Non è ammesso il “suicidio”: è cioè vietato giocare una pietra in modo da togliere l’ultima libertà alla pietra stessa o ad un gruppo di pietre del proprio colore, a meno che con la mossa stessa non si catturino pietre avversarie creandosi così delle libertà.
In figura 8 il Bianco non può giocare in A (perché la pietra non avrebbe alcuna libertà e dovrebbe essere immediatamente catturata); nella situazione in basso, invece, il Bianco può giocare in B, perché in questo modo toglie l’ultima libertà al gruppo di tre pietre nere, catturandolo. L’esito della mossa in B è illustrato in figura 9.
In figura 10 il Bianco può muovere in A catturando il gruppo di quattro pietre nere ed il Nero può muovere in B catturando il gruppo di tre pietre bianche. L'esito di queste catture è illustrato in figura 11.
È vietato effettuare una mossa, che al termine delle eventuali catture, riproduca una posizione già venutasi a creare in precedenza nel corso dell’intera partita. Per la “regola del ko” è conseguentemente vietato ricreare la posizione verificatasi nella mossa immediatamente precedente.
In figura 12 il Nero può giocare in A catturando una pietra bianca e creando la situazione riprodotta in basso. Al Bianco è vietato giocare immediatamente in B, catturando la pietra nera, perchè tale mossa ricreerebbe la posizione precedente. La regola del ko (che in giapponese significa “eternità”) serve ad evitare che la partita continui così all’infinito. Prima di giocare in B il Bianco dovrà così giocare altrove e solo successivamente giocare in B (sempre che il Nero non vi abbia giocato nel frattempo per proteggere la propria pedina).
Si dice che un gruppo è “vivo” quando è formato da pietre che non possono essere catturate in alcun modo.
In figura 13 il gruppo nero in basso ha due libertà (A e B), che il Bianco non può occupare (perchè il “suicidio” non è ammesso). Le due intersezioni si dicono “occhi”; i gruppi con due occhi sono sempre “vivi”. Nello stesso diagramma le pietre nere contrassegnate dai numeri 1, 2 e 3 sono “morte”: si tratta di pietre che non possono evitare in alcun modo la cattura. Le pietre morte sono ritirate solo al termine della partita.
In alcuni casi rari si possono considerare “vivi” anche gruppi con meno di due occhi: tale situazione, detta “seki”, si verifica quando due gruppi avversari contigui sono circondati da pietre avversarie in modo che condividano le stesse libertà.
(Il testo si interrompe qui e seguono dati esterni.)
PR #103, opened 2021-09-16
Better tooltips

simonwiles:
This PR replaces the simple CSS-based tooltips with something that depends on Javascript instead.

In questo caso si hanno situazioni in cui, se uno qualsiasi dei giocatori giocasse nello spazio libero, il suo avversario ne catturerebbe il gruppo. In queste situazioni lo “stallo” si mantiene normalmente fino al termine della partita e le libertà condivise non vengono contate come punti da nessuno dei giocatori.
Alcuni esempi di seki sono illustrati nelle figure 14 e 15: nessuno dei giocatori può giocare nei punti A, B, C, D, E perché metterebbe in “atari” il proprio gruppo di pietre.
La partita ha termine quando entrambi i giocatori hanno passato consecutivamente. La posizione finale è quella presente sul tavoliere in quel momento. Un giocatore dovrebbe passare solo quando i confini tra i territori sono ben definiti. In caso di dubbio è meglio continuare a giocare.
Un territorio è un insieme di intersezioni libere circondate da pietre dello stesso colore. Si può dire che una intersezione vuota appartiene al territorio di un giocatore se tutte le pietre adiacenti ad una intersezione vuota ad essa collegata sono del colore di quel giocatore. Una intersezione non può mai appartenere a territori di entrambi i giocatori. Può però accadere che una intersezione vuota non appartenga al territorio di alcun giocatore: in tal caso la si definisce “neutrale”.
Una volta terminata la partita, si riempiono tutte le intersezioni neutrali ai confini dei territori; poi tutte le pietre morte sono rimosse e aggiunte alle pietre catturate; infine, si contano i punti territorio: ogni giocatore riceve un punto per ogni intersezione vuota all’interno del suo territorio. Ogni giocatore fa punti con il territorio circondato, con le pietre avversarie catturate, con le pietre “morte” rimosse a fine partita.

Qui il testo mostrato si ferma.